Si les Américains ont pris la bonne habitude de flamber au Hellfest ces dernières années, discographiquement parlant, on avait déposé CLUTCH sur le bas côté d’un « Strange Cousins From The West » bien moins fédérateur. C’était en juillet 2009 et mon manque d’enthousiasme, couplé à une culture stoner tenant alors sur une feuille de papier à cigarette, m’avaient à l’époque dissuadé d’en faire une chronique. Plus posé, explorant la fibre d’un blues de rase campagne au détriment de la virtuosité rock plus urbaine du génial
« From Beale Street To Oblivion », ce neuvième album n’était pas fait pour moi. Mais aujourd’hui (ou plutôt hier, « Earth Rocker » étant quasiment sorti il y a un an jour pour jour), changement de braquet ! Boosté par la ferveur de festivaliers en mode
Pure Rock Fury, CLUTCH passe la vitesse supérieure (et puisqu’on en est à exhumer la 1ère place de feu PANTERA au Bilboard en 1994 avec « Far Beyond Driven », embrayons sur leur très honorable 15ème position vingt ans plus tard, un record pour le groupe de Germantown).
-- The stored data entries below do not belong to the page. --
PR #520, opened 2026-07-07
[MODEL-24010] File API Tools Updates

saima1999:
# RATIONALE

## CHANGES

Fixes issues in the file api tools related to 
- infinite loop in the top-level directories
- overwrite strategies

## TESTING
Screenshot 2026-07-07 at 2 04 10 PM

Screenshot 2026-07-07 at 2 08 15 PM

## Checklist
- [ ] Updated Changelog

---

> [!NOTE]
> **Low Risk**
> Defaults stay `rename`; changes are additive tool parameters, validation, and documentation with unit test coverage—no auth or breaking API shifts.
> 
> **Overview**
> **Release 0.23.1** tightens the Files API MCP tools for agent ergonomics and conflict handling on structural operations.
> 
> `file_manage` **copy** and **move** now accept an **`overwrite`** argument (`rename` default, or `replace` / `skip` / `error`), passed through `FileSystemStore` / `DataRobotFileSystemStore` as `FilesOverwriteStrategy`. Responses echo the chosen strategy. Import, upload, and write tool docs now share centralized explanations of DataRobot’s non-POSIX conflict semantics vs `file_write`’s `mode`.
> 
> `file_list` **rejects** `recursive=True` at `dr://` with a validation error, and may return a **`hint`** field (glob/recursive browse guidance and pagination nudges) so agents avoid repetitive directory listing.
> 
> <sup>Reviewed by [Cursor Bugbot](https://cursor.com/bugbot) for commit 8ce87a6b1ece7dadf28bfb01d7d7cf616ca46fbc. Configure [here](https://www.cursor.com/dashboard/bugbot).</sup>

### DIFF
--- a/src/datarobot_genai/drtools/files_api/mutations_tools.py
+++ b/src/datarobot_genai/drtools/files_api/mutations_tools.py
@@ -33,6 +33,8 @@ from datarobot_genai.drmcputils.constants import MAX_INLINE_SIZE
 from datarobot_genai.drmcputils.exceptions import ToolError
 from datarobot_genai.drmcputils.exceptions import ToolErrorKind
 from datarobot_genai.drtools.core import tool_metadata
+from datarobot_genai.drtools.files_api.common_utils import FILE_WRITE_MODE_DOC
+from datarobot_genai.drtools.files_api.common_utils import OVERWRITE_STRATEGY_DOC
 from datarobot_genai.drtools.files_api.common_utils import decode_content
 from datarobot_genai.drtools.files_api.common_utils import get_store as _get_store
 from datarobot_genai.drtools.files_api.common_utils import require_file_path as _require_file_path
@@ -56,8 +58,8 @@ logger = logging.getLogger(__name__)
         "parent folders implicitly (DataRobot has no empty directories). The path "
         "must be under a catalog item; create one first with "
         "file_manage(action='create_dir') if needed.\n"
-        "  - encoding: 'utf-8' for text (default) or 'base64' for binary content.\n"
-        "  - mode: 'overwrite' (default) or 'create' (fails if the file exists).\n"
+        f"  - {FILE_WRITE_MODE_DOC}\n"
+        f"  - encoding: 'utf-8' for text (default) or 'base64' for binary content.\n"
         f"Content is capped at {MAX_INLINE_SIZE} bytes; use file_import for larger "
         "or remote files.\n\n"
         "Example: file_write(path='dr://abc123/notes.txt', content='hello')\n"
@@ -75,7 +77,7 @@ async def file_write(
     ] = "utf-8",
     mode: Annotated[
         Literal["overwrite", "create"],
-        "'overwrite' replaces existing content; 'create' fails if the file exists. Default 'overwrite'.",  # noqa: E501
+        f"{FILE_WRITE_MODE_DOC} Default 'overwrite'.",
     ] = "overwrite",
 ) -> dict[str, Any]:
     cleaned = _require_file_path(path)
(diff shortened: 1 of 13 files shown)


rabih-datarobot (approved):
LGTM thanks @saima1999

src/datarobot_genai/drtools/files_api/mutations_tools.py
```diff
@@ -236,6 +240,10 @@ async def file_manage(
         list[str] | None,
         "For 'clone', catalog-relative paths to exclude from the clone.",
     ] = None,
+    overwrite: Annotated[
+        Literal["rename", "replace", "skip", "error"],
+        f"For 'copy' and 'move' only. {OVERWRITE_STRATEGY_DOC} Default 'rename'.",
```
benjaminkostiuk-dr, line 245: @saima1999 Not sure if this is applicable but technically overwrite strategy also applies for uploads. For local files `put_file` or writing files with `open` it defaults to replace, but you can pass different strategies to replace, skip or error.
Not sure if it's supported (I didn't see it) but for uploads from url, or data source the default is rename.

src/datarobot_genai/drtools/files_api/read_tools.py
```diff
@@ -46,6 +48,26 @@
...
+    pattern: str | None,
+    total_count: int,
+    offset: int,
+    limit: int,
+) -> str | None:
+    """Return guidance to help agents avoid repetitive directory-by-directory listing."""
+    hints: list[str] = []
+    if not recursive and pattern is None:
+        hints.append(LIST_BROWSE_HINT)
+    if total_count > offset + limit:
```
benjaminkostiuk-dr, line 63: @saima1999 How does pagination work here? Do you use the underlying `Files.list_contained_files` method to pass limit and offset or `DataRobotFileSystem.glob`? Asking because the former is paginated, but the latter is not.

src/datarobot_genai/drtools/files_api/read_tools.py
```diff
@@ -124,6 +148,13 @@ async def file_list(
         entries = await store.glob(pattern.strip(), maxdepth=maxdepth)
         listed = pattern.strip()
     elif recursive:
+        if _is_root(cleaned_path):
+            raise ToolError(
+                "Argument validation error: recursive listing at 'dr://' is not supported. "
+                "List a specific catalog item (e.g. 'dr://<catalog_id>/') or use "
+                "pattern='dr://<catalog_id>/**/*'.",
```
benjaminkostiuk-dr, line 155: @saima1999 Is to fix the infinite loop when listing all files? From an underlying API perspective this should be possible, is there an alternate approach we could take to support listing files from root without having to specify a catalog id?

benjaminkostiuk-dr (commented):
@saima1999 Left a couple comments based on thoughts from the underlying Files API. I don't have full context just let me know if they don't make sense.

src/datarobot_genai/drtools/files_api/mutations_tools.py
saima1999: @benjaminkostiuk-dr For `file_manage`, overwrite is copy/move-only and the upload conflict handling is in `file_upload`. `file_import` handles remote import conflict.

src/datarobot_genai/drtools/files_api/read_tools.py
saima1999: Pagination here is client-side only so it doesn't pass `limit` and `offset` to `Files.list_contained_files` or any other paginated API. It's mainly a tool-layer convenience for agents to return a max of 100 entries per call.

src/datarobot_genai/drtools/files_api/read_tools.py
saima1999: This restriction is to block expensive cross-catalog enumeration and stops agents from repeatedly listing `dr:// ` and then going into each catalog.

benjaminkostiuk-dr: Okay, so if a user wants to find a file but doesn't know which catalog it belongs to, this limits the agent to avoid searching everything initially, but it would still perform the search and come back with results correct?

saima1999: Yes, the agent can still search across catalogs but can't use `recursive=True` at `dr://`. To find a file without catalog id, it would use `file_list(pattern='dr://**/report.pdf')` or `file_list(pattern='dr://**/*.csv')`.

benjaminkostiuk-dr: Great thanks for clarifying!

Ma science de la pierre qui roule valant désormais bien le contenu d’un paquet de Camel, me voilà en mesure de remonter un peu plus le fil d’une riche carrière, débutée en 1990 sous la forme d’un groupe de hardcore (GLUT TRIP). Oh, bien sûr, pas de là à assurer le trajet jusqu’à « Transnational Speedway League » mais suffisamment pour rassurer les amateurs du populaire
« Blast Tyrant » ; dès le premier coup de pédale wah wah, « Earth Rocker » lâche les chevaux et nous présente un CLUTCH beaucoup plus nerveux, limite bourrin lorsqu’il accélère le tempo sur l’irrésistible morceau du même nom. Un titre d’ouverture sur lequel Neil Fallon en fait des caisses et bien plus encore, entre rires graveleux forcés et refrain basique scandé jusqu’à la panne d’essence. Qu’on se rassure. Si le combo du Maryland ne tient pas jusqu’au bout la même cadence effrénée, la première partie de l’album regorge de hits calibrés pour la scène. La méthode CLUTCH ? Un déhanché groove donnant dans l’indécent dès les premières mesures (« Mr. Freedom »), des riffs plus gras que les entre-doigts de POPA CHUBBY (« Crucial Velocity », « Unto The Breach ») et, histoire de conclure en moins de temps qu’il n’en faut pour tomber le ceinturon, des refrains d’anthologie à siffler jusqu’à plus soif, comme les roteuses finissant leur course sur l’égérie d’une pub pour bière sans alcool (« D.C. Sound Attack ! »). Tout sauf canada dry, ce CLUTCH là envoie donc du lourd, du solide, de l’efficace. Une stratégie à sens unique ou presque, avec la seule « Gone Cold » en déshérence sur la bande d’arrêt d’urgence. Une baisse de régime bienvenue pour un titre absolument superbe, qui s’extirpe d’autant mieux du tracklisting qu’avec sa gueule d’atmosphère de fin de route pour clandestin balancé hors du train, plus dure est la chute de tension. Sur « Gone Cold », tout n’est que renoncement, tentative de suicide au cendrier de verre brisé et plaies béantes cicatrisées à la clope. Dommage que Neil Fallon, qui a pour l’occasion bouffé le piano, le jazzman et ses partoches en se rinçant le gosier au crachoir, ne soit pas aussi habité sur la deuxième moitié de l’album, nettement moins emballante.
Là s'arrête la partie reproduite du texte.